## Work task
In the listing below, find each line containing "checking" and report it.

=== Begin Enclosure ===

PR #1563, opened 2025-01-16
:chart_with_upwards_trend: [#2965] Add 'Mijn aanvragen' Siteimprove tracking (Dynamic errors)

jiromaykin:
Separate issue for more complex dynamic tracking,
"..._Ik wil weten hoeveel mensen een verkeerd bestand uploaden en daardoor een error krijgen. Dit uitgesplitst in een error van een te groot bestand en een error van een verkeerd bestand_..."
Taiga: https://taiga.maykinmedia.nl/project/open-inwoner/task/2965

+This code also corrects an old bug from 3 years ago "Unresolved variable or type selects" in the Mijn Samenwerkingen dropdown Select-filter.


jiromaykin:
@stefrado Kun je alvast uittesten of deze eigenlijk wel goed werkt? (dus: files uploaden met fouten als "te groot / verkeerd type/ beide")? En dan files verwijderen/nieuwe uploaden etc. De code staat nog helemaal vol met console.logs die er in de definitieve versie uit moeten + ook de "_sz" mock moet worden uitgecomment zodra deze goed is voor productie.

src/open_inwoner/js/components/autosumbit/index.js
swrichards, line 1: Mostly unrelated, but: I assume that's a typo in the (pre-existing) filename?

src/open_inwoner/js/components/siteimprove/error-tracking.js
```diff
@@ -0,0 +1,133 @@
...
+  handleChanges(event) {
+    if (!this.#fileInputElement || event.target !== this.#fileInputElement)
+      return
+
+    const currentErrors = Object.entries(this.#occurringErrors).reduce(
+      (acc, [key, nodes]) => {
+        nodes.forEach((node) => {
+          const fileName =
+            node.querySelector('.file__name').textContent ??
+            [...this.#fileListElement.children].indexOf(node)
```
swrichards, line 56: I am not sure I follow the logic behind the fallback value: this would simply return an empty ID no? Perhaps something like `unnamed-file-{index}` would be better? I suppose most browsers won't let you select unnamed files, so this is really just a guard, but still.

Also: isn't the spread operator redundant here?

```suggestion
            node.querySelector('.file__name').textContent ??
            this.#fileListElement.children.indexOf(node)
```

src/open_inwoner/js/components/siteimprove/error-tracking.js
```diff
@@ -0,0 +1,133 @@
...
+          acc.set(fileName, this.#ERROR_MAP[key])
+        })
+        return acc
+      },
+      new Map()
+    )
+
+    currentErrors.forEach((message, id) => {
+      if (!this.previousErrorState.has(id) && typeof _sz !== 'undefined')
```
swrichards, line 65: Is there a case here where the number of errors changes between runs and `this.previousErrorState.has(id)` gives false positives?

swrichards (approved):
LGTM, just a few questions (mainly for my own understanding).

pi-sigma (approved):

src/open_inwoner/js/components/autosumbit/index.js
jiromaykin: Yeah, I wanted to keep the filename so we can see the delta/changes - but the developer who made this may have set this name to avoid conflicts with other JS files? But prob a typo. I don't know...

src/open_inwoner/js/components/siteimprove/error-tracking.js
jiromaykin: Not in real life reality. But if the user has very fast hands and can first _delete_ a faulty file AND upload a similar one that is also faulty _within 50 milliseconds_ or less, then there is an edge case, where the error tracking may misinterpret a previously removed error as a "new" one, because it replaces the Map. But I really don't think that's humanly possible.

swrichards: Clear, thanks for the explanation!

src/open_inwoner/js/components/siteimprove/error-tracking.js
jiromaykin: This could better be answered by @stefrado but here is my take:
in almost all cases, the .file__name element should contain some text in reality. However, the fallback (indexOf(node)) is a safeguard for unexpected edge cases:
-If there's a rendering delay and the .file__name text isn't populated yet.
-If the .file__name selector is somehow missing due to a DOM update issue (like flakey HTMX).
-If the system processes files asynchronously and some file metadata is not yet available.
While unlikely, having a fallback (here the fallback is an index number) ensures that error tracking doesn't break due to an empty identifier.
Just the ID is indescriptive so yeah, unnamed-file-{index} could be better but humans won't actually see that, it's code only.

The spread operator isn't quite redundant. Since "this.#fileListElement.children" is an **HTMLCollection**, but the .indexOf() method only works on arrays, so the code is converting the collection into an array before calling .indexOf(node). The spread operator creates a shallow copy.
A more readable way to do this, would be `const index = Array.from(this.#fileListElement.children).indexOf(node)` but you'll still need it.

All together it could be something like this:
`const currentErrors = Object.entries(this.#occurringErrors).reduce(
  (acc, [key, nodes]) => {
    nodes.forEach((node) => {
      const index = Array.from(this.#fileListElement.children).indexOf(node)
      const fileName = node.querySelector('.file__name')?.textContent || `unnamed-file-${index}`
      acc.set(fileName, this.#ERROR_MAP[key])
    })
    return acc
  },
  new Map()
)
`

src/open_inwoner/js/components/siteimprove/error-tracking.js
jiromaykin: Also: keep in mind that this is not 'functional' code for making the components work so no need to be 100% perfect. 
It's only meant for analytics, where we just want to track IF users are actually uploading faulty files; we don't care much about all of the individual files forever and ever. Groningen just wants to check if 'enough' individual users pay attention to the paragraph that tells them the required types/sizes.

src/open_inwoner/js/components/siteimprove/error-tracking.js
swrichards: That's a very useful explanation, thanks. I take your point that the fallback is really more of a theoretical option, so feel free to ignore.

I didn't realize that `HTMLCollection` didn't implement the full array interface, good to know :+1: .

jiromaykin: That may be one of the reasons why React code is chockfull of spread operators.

=== End Enclosure ===
=== Begin Enclosure ===

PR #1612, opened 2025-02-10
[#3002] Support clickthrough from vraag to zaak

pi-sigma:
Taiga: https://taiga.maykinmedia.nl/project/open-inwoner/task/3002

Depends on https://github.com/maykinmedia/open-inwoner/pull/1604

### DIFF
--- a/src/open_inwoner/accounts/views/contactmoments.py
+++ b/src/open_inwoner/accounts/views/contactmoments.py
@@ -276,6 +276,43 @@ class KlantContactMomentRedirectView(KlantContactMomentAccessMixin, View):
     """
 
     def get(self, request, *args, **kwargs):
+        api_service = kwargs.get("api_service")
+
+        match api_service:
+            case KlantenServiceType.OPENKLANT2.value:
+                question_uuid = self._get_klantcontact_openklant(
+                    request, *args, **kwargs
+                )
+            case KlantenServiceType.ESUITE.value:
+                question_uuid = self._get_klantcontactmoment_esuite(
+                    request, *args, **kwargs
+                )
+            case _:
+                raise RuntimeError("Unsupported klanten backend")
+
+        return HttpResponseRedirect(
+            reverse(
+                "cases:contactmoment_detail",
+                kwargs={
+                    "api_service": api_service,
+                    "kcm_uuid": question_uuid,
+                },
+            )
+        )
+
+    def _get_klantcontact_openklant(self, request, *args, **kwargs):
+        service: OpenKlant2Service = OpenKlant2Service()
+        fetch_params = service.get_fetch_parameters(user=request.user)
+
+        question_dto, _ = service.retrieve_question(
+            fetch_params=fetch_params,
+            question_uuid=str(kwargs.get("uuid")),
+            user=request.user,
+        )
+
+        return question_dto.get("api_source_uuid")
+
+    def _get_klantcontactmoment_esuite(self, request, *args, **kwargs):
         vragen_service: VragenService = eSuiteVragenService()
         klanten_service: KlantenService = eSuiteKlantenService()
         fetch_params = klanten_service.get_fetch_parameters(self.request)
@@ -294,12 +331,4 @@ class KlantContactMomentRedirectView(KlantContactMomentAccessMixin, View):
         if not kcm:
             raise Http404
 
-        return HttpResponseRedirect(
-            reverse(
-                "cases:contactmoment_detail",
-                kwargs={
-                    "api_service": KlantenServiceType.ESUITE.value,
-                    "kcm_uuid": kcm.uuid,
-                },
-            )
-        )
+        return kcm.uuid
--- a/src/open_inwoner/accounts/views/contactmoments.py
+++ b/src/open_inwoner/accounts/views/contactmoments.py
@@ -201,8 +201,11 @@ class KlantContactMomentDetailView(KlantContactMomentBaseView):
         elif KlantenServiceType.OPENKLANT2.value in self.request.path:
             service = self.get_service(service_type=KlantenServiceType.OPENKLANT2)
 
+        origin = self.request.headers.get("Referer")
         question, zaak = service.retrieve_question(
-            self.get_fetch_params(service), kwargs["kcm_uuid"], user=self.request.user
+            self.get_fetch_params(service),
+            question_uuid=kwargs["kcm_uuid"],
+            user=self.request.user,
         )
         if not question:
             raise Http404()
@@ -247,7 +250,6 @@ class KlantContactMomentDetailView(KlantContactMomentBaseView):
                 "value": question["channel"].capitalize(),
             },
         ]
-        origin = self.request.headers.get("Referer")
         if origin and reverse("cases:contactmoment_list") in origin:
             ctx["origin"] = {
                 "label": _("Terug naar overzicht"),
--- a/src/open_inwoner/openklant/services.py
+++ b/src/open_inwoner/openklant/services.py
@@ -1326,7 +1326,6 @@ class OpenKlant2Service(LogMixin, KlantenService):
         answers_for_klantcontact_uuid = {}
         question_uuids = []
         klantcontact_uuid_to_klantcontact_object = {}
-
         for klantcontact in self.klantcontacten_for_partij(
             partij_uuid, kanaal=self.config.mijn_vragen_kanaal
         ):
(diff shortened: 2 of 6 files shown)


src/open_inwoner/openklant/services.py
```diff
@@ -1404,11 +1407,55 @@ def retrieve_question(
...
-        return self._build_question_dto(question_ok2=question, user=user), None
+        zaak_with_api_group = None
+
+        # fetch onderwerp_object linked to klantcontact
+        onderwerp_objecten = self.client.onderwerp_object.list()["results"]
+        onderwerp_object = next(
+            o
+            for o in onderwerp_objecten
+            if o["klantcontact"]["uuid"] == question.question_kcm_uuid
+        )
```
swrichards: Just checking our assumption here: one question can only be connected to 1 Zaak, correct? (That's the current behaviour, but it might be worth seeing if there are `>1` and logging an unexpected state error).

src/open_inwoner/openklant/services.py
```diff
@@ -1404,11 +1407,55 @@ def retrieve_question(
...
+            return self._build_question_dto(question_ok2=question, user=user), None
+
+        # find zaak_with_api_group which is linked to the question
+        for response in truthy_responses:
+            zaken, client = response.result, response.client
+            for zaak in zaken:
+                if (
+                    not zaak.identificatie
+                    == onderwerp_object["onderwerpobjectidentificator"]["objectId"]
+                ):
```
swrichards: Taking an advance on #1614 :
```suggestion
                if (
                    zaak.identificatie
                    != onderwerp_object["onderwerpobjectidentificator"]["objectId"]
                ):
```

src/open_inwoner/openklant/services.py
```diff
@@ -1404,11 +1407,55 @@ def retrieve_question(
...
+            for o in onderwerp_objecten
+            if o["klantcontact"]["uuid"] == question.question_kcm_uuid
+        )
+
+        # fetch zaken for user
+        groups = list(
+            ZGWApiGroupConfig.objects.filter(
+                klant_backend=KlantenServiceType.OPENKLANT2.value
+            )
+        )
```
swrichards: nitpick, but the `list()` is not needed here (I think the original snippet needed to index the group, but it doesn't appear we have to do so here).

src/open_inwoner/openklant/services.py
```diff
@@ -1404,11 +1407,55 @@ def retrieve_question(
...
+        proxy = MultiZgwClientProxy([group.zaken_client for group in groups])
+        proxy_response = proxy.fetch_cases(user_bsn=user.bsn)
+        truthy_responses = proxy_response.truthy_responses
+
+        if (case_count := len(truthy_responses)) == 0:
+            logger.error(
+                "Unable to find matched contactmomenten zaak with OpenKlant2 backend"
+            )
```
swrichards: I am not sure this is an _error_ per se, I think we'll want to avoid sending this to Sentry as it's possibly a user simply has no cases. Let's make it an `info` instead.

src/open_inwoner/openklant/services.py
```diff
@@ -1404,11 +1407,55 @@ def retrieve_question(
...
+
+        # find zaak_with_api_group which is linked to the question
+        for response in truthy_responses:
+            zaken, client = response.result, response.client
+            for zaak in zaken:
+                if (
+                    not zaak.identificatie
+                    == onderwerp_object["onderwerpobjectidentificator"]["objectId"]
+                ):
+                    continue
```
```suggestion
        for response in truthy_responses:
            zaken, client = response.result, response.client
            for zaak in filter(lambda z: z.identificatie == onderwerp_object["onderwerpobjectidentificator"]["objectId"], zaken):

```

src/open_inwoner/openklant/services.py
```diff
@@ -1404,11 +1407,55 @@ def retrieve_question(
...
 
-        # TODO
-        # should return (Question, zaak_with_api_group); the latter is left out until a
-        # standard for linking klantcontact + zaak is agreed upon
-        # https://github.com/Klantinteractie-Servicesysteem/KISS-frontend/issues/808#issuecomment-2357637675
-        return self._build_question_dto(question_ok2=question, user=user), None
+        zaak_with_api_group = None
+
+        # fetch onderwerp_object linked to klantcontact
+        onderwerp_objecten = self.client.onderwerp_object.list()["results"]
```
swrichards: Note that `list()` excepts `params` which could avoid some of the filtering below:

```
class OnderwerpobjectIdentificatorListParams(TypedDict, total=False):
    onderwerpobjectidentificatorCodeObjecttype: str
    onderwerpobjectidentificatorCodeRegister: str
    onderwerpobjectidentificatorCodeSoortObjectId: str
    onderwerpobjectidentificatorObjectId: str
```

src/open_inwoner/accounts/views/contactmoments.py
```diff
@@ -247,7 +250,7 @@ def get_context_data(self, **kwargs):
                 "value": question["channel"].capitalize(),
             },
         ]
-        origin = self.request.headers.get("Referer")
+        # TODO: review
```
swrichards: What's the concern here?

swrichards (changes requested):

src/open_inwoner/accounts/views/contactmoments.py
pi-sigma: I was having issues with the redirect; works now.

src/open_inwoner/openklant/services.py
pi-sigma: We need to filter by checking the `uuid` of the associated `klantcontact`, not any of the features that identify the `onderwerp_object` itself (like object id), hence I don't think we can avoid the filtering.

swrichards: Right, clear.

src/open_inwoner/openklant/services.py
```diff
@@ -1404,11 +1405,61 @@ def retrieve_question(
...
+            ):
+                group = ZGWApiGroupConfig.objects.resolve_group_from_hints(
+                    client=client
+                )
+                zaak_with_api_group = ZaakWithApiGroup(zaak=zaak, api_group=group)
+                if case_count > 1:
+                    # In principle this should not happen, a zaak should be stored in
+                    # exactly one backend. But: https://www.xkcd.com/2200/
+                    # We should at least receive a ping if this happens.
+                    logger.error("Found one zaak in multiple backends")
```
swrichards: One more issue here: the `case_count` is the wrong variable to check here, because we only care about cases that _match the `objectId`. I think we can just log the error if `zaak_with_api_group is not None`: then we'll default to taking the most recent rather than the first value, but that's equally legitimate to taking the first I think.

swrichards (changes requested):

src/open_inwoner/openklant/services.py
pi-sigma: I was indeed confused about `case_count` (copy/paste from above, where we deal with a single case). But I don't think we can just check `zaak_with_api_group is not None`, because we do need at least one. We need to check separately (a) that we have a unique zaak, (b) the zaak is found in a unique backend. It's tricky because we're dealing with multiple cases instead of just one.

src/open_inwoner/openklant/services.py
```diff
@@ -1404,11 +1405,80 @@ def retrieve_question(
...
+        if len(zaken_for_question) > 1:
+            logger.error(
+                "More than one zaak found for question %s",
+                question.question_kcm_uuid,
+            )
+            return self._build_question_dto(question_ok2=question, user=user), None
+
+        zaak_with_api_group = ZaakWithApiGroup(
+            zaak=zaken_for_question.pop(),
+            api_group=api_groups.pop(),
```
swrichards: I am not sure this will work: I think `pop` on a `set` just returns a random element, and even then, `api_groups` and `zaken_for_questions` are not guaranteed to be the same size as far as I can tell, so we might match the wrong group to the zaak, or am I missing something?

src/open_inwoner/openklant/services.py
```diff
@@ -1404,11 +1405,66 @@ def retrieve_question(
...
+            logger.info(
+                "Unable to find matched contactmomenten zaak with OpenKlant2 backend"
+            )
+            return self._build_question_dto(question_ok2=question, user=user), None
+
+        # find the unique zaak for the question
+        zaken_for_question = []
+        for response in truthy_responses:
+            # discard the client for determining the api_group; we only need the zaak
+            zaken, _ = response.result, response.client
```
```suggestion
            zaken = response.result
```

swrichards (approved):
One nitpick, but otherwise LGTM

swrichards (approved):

=== End Enclosure ===
=== Begin Enclosure ===

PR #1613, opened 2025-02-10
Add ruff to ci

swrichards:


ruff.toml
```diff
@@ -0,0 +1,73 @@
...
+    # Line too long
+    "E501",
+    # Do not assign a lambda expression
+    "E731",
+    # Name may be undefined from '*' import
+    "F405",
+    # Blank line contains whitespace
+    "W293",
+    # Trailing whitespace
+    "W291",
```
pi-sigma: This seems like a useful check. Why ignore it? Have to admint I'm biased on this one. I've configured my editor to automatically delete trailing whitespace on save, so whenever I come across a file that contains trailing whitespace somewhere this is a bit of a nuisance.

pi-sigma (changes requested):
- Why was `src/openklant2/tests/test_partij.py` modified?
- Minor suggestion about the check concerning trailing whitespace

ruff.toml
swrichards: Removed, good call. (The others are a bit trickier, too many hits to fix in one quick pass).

=== End Enclosure ===

## Expected output
swrichards: Just checking our assumption here: one question can only be connected to 1 Zaak, correct? (That's the current behaviour, but it might be worth seeing if there are `>1` and logging an unexpected state error).
pi-sigma: We need to filter by checking the `uuid` of the associated `klantcontact`, not any of the features that identify the `onderwerp_object` itself (like object id), hence I don't think we can avoid the filtering.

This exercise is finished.